DESCRIPTION OF THE TASK: Using the data below, show every line where the word "being" occurs.

Saved entries:

BEGIN

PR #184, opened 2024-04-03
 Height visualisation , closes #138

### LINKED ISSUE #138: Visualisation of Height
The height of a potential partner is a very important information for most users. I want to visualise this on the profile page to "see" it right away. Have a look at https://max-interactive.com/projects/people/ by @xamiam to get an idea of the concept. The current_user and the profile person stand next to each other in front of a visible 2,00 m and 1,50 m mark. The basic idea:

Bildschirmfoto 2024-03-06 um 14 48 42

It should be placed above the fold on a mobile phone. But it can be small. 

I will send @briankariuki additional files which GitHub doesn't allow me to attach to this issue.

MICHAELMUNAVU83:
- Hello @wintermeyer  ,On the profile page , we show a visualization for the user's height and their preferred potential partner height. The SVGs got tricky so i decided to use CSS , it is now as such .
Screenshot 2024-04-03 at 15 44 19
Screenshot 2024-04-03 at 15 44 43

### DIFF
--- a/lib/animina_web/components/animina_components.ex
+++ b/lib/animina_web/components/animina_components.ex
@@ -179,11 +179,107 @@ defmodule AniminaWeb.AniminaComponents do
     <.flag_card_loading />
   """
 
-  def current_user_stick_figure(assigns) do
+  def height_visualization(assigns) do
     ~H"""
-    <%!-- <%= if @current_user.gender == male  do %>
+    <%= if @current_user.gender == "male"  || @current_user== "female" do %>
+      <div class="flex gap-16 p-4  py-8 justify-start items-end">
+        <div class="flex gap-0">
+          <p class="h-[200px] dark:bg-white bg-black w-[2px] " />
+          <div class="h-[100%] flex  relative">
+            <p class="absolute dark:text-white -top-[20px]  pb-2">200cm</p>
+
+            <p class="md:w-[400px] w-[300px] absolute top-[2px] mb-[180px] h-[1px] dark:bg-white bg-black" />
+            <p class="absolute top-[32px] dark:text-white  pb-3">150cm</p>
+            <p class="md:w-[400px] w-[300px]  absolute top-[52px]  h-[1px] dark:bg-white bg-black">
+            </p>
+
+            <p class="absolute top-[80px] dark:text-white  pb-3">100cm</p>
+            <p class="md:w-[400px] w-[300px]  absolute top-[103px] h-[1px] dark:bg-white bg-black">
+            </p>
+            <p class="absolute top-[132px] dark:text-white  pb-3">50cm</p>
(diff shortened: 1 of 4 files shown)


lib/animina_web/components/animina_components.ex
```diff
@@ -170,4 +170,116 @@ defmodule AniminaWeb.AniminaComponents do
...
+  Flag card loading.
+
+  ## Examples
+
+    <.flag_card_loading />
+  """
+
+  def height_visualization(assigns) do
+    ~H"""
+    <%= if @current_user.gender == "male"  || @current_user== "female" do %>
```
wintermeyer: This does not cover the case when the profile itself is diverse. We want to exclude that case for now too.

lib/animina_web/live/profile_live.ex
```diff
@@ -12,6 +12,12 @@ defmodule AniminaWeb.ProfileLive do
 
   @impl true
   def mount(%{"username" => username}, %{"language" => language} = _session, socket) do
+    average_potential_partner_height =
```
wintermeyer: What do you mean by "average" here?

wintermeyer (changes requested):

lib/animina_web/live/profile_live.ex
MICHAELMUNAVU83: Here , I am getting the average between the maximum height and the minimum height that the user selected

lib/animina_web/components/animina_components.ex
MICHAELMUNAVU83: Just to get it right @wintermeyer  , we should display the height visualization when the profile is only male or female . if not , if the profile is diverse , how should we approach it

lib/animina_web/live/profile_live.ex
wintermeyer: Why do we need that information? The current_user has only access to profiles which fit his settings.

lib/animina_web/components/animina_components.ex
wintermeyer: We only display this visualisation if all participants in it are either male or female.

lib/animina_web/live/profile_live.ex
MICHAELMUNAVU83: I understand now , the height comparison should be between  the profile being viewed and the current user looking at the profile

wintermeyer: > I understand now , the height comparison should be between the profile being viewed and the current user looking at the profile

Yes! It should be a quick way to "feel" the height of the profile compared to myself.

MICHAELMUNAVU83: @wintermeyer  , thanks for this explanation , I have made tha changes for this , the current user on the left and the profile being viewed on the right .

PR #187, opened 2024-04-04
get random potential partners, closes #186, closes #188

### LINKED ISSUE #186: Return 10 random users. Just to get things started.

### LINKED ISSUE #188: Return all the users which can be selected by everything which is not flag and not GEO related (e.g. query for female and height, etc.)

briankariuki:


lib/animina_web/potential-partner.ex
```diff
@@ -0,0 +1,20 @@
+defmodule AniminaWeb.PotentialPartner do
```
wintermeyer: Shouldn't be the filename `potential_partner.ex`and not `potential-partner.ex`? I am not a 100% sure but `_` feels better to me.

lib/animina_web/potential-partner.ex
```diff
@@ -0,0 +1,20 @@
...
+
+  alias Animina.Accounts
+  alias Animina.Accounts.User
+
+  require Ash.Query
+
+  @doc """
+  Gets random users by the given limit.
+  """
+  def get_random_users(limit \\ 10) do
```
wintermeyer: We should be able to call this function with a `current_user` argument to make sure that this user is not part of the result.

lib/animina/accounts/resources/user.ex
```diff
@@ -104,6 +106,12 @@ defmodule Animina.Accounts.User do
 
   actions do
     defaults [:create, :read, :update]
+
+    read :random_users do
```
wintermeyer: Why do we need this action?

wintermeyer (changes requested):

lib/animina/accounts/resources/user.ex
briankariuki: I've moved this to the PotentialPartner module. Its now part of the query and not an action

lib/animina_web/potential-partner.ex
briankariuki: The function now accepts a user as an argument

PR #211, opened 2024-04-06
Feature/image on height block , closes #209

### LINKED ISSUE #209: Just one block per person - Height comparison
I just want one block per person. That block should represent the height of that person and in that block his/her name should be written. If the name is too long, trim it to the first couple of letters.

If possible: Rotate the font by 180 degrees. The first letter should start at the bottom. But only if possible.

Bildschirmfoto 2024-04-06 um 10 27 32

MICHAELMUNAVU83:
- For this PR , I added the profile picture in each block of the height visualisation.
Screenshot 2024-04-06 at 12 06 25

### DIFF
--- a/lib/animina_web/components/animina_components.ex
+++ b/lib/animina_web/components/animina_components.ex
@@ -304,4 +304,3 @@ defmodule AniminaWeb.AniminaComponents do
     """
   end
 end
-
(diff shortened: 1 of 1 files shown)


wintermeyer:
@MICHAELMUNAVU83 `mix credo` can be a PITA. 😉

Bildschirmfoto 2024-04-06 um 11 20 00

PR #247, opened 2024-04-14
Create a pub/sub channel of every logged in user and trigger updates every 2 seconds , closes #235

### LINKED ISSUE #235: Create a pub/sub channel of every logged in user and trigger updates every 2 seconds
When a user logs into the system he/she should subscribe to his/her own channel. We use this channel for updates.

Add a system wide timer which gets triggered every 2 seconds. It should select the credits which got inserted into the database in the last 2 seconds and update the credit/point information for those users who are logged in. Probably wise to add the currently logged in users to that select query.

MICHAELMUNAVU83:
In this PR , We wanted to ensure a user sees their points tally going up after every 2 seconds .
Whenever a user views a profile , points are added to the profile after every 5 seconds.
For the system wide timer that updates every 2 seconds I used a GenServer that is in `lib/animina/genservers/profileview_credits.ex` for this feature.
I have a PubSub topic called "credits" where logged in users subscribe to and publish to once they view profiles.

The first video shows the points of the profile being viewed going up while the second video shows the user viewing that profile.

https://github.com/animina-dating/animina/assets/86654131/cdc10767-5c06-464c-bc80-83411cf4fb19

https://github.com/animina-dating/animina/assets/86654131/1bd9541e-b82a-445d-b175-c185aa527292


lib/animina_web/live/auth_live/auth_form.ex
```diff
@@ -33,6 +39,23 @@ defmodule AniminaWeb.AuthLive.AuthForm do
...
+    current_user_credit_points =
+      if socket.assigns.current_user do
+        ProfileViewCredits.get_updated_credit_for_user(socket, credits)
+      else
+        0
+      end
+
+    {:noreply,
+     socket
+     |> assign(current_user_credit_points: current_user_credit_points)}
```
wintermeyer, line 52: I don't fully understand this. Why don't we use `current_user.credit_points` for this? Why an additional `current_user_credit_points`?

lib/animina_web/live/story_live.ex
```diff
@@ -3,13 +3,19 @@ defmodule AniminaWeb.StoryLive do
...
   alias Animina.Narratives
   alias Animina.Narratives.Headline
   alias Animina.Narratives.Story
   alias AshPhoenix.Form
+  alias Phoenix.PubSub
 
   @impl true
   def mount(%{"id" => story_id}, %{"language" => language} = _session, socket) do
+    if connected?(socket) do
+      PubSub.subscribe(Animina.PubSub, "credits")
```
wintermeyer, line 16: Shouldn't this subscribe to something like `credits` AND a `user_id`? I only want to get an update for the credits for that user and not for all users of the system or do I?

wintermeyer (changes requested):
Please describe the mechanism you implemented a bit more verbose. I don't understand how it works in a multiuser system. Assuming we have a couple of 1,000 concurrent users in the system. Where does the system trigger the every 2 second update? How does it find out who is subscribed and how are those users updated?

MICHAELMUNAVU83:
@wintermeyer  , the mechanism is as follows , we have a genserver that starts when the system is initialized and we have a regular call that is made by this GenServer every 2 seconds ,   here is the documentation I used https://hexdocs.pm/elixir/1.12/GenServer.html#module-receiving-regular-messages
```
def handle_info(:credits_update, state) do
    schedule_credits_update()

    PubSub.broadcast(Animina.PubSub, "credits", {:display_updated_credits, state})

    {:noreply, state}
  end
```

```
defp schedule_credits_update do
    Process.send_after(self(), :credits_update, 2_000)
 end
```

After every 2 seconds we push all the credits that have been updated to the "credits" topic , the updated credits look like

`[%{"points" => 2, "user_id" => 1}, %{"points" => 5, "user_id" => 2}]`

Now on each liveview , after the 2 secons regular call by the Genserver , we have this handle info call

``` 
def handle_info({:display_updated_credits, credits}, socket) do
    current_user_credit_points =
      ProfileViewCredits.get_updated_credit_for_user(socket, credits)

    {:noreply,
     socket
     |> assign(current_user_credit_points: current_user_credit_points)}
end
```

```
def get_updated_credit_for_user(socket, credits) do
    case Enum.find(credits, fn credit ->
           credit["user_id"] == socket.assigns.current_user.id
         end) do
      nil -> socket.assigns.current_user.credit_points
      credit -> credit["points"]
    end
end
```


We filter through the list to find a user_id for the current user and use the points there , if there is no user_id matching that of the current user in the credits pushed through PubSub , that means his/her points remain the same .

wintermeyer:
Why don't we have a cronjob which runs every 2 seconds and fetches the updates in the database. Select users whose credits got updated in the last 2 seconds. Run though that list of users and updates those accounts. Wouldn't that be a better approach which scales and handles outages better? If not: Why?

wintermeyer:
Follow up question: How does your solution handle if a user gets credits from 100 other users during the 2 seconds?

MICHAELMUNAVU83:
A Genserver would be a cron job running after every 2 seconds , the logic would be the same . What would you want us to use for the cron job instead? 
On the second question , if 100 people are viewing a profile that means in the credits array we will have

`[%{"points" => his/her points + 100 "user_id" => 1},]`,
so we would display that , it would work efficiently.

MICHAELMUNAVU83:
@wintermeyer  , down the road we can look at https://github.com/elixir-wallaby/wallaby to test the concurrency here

END

RESPONSE FOR THIS EXERCISE:
MICHAELMUNAVU83: I understand now , the height comparison should be between  the profile being viewed and the current user looking at the profile
wintermeyer: > I understand now , the height comparison should be between the profile being viewed and the current user looking at the profile
MICHAELMUNAVU83: @wintermeyer  , thanks for this explanation , I have made tha changes for this , the current user on the left and the profile being viewed on the right .
The first video shows the points of the profile being viewed going up while the second video shows the user viewing that profile.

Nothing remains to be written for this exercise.